В стихотворении еще говорилось о маках, анютиных глазках и астрах. Папа читал его с волнением, и как ему хотелось, чтобы мы с мамой стали похожи на эти растения! Я прикрыл губы ладонью, чтобы не заметно было улыбки.
Мама же всегда серьезно относится к чтению стихов. Мама похвалила стихотворение, она повторила:
— «…Быть чище и выше других»… Господи, — сказала мама, — кто себе может позволить такую роскошь?
А папа уже читал другое стихотворение, улыбался и совсем не собирался задуматься над тем, что такое ответственность перед семьей.
Настало время рассказать о нем.
О том, что за человек мой папа; о том, как он жил сам по себе, пока не оказался в нашем доме; о том, как мы подбирали ему тему и делали для этой темы все, что могли
Однажды в наш благополучный дом вкралась неудача: папа выбрал недиссертабельную тему. Нельзя сказать, что папа в этом виноват. По-моему, ни один человек на свете не догадался бы, что тема с изъяном. Помню, я вместе со всеми ее осматривал: в ней две буквы «ф» рядышком, в ней волнующее слово ЭВМ — ничего подозрительного. Недаром дед считает, что недиссертабельных тем вообще не существует. Он во всем винит папу: мол, папа покалечил тему, а теперь придумывает оправдания. Я, конечно, с дедом не соглашаюсь, и дед хвалит меня:
— Ты правильно делаешь, что защищаешь отца.
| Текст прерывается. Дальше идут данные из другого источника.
PR #110, opened 2026-04-30
v0.9 Patch Release

danejo3:
Fix test and updated various files for another official release.

### DIFF
--- a/yeat/tests/test_just_yeat_it.py
+++ b/yeat/tests/test_just_yeat_it.py
@@ -54,10 +54,7 @@ def test_invalid_input_algorithm(capsys, tmp_path):
         data_file("short_reads_1.fastq.gz"),
         data_file("short_reads_2.fastq.gz"),
     ]
-    with pytest.raises(SystemExit, match="2"):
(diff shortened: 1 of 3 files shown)


yeat/tests/test_just_yeat_it.py
```diff
@@ -54,10 +54,7 @@ def test_invalid_input_algorithm(capsys, tmp_path):
         data_file("short_reads_1.fastq.gz"),
         data_file("short_reads_2.fastq.gz"),
     ]
-    with pytest.raises(SystemExit, match="2"):
+    with pytest.raises(SystemExit):
         run_yeat(arglist)
-    captured = capsys.readouterr()
-    message = (
-        "argument --algorithm: invalid choice: 'DNE' (choose from spades, megahit, unicycler)"
-    )
```
danejo3, line 62: Adjusted string comparison to account for OS-specific differences in argparse error messages. On macOS, choices appear without quotes (spades, megahit, unicycler), whereas on Linux they are quoted when using --algorithm. To make it easy, I spliced off the choices and just went with the most important substring to match.

PR #111, opened 2026-05-04
0.9.2 patch fix

danejo3:


yeat/cli/cli.py
```diff
@@ -112,7 +112,7 @@ def grid_configuration(parser):
 class InitAction(Action):
     config_template = '''[global_settings.filter.short]
 enabled = false
-fastp_args = "--min-length 50 --detect_adapter_for_pe"
+fastp_args = "--length_required 50 --detect_adapter_for_pe"
```
danejo3, line 115: The correct flag that should be used for `fastp` is `--length_required` or `-l`.

yeat/cli/cli.py
```diff
@@ -121,7 +121,7 @@ class InitAction(Action):
 [global_settings.downsample.short]
 enabled = false
 method = "random"                           # random|bbnorm
-target_depth = 150                          # desired depth of coverage
+target_depth = 150                          # desired depth of coverage; ignored if mode = "bbnorm"
```
danejo3: Analysts were unsure whether `target_depth` applied to `seqtk` in random mode, `bbnorm`, or both.

Although this wasn’t initially clear, `bbnorm` can adjust based on a “target depth.” By default, the target depth is set to 10×. Analysts have not changed this parameter and do not plan to adjust it for `bbnorm`.

While we could allow users to modify the target depth for `bbnorm`, doing so may introduce unnecessary complexity. We could add separate parameters such as `random_target_depth` for random downsampling and `bbnorm_target_depth` but... 💁. For now, we will not allow adjustment of `target_depth` for `bbnorm`.

danejo3 (commented):
More feedback and bug fixes.

yeat/cli/cli.py
standage: I’m not sure what you mean when you say it wasn’t initially clear that `bbnorm` has a target depth. If we’re talking about what I think we’re talking about, it’s a core part of the algorithm.

I’m surprised to hear that analysts have not overridden the 10x default. I’d like us to confirm this before proceeding. In any case, I’m not yet convinced that a single variable isn’t appropriate for both downsampling approaches.

danejo3: > I’m surprised to hear that analysts have not overridden the 10x default.

Correction—my fault, I missed an extra zero. It’s 100x by default.

> I’m not sure what you mean when you say it wasn’t initially clear that *bbnorm* has a target depth. If we’re talking about the same thing, that’s a core part of the algorithm.

Sorry for the confusion—I realized I confused myself. Please ignore what I said earlier...

`bbnorm` has a `target` flag, which is set to 100x by default. In their help message, this is described as “(tgt) Target normalization depth.” At the moment, users cannot modify the `target` value for `bbnorm`.

I need to update the Snakemake rule so that `bbnorm` can accept the user-provided `target_depth` input.

danejo3: I’ve spoken with the analysts. YEAT’s default `target_depth` is set to 150x, and we will keep it as-is. If users choose to run `bbnorm`, they can set the target depth to 100x to match `bbnorm`’s default value. 

I also asked whether they have been adjusting the `target` when running `bbnorm`, and they said this is infrequent. 

That said, we could reduce the default from 150x to 100x if needed—the change would be straightforward to implement.

danejo3:
`bbnorm` command updated with `target` for both single- and paired-end reads.

~~(Testing. Github commenting is not working?)~~

I can't comment my code for some reason. Github is having internal errors on my end.

yeat/cli/cli.py
standage: Ok, thanks for clarifying. If 100x is bbnorm's default, that's much more consistent with the behavior that I've discussed with colleagues recently.

standage:
Yes, Github is having a moment it would seem.

CHANGELOG.md
```diff
@@ -5,6 +5,15 @@ All notable changes to this project will be documented in this file.
 The format is based on [Keep a Changelog](https://keepachangelog.com/en/1.0.0/),
 and this project adheres to [Semantic Versioning](https://semver.org/spec/v2.0.0.html).
 
+## [0.9.2] 2026-05-04
+
+### Added
+- Ability to adjust target depth when using BBNorm (#111)
+
+### Changed
+- Incorrect fastp minimum read length argument (#111)
```
standage: I'd suggest both of these could go under the heading `### Fixed` instead.

```
### Fixed
- Applied `target_depth` downsampling setting to BBnorm (#111)
- Fastp minimum read length argument (#111)
```

And it's a new day 😃

danejo3:
@standage This is ready for review!

standage (approved):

Но тут же он вздохнет, и я догадываюсь, какие слова просятся у него на язык: «Такой уж человек твой отец!»
Мой папа, Леонид Георгиевич Бесфамильный, родился во время землетрясения и с тех пор ходит в неудачниках. Если же в его жизни случаются удачи, то какие-то странные.
В 1943 году погиб на фронте его отец, папа жил впроголодь, видел всякое. Мама считает, что от этого в нем развилась склонность к «душевным огорчениям» и некоторым другим странностям. Учился папа в той самой школе, в которой теперь я учусь, успевал хорошо и, как я слышал, даже помогал своей маме по дому.
Высшее образование папа получил в университете, на механико-математическом факультете. Тут уж он учился на одни пятерки. («Чтоб получать повышенную стипендию», — говорит папа. А мама добавляет: «Да он же очень способный!»)
В университете папа добился большой удачи: стал чемпионом по русским шашкам. Друзья в честь этого события подарили ему на день рождения красивую рубашку в клетку, фуражку в клетку и дюжину клетчатых носовых платков. Это было смешно.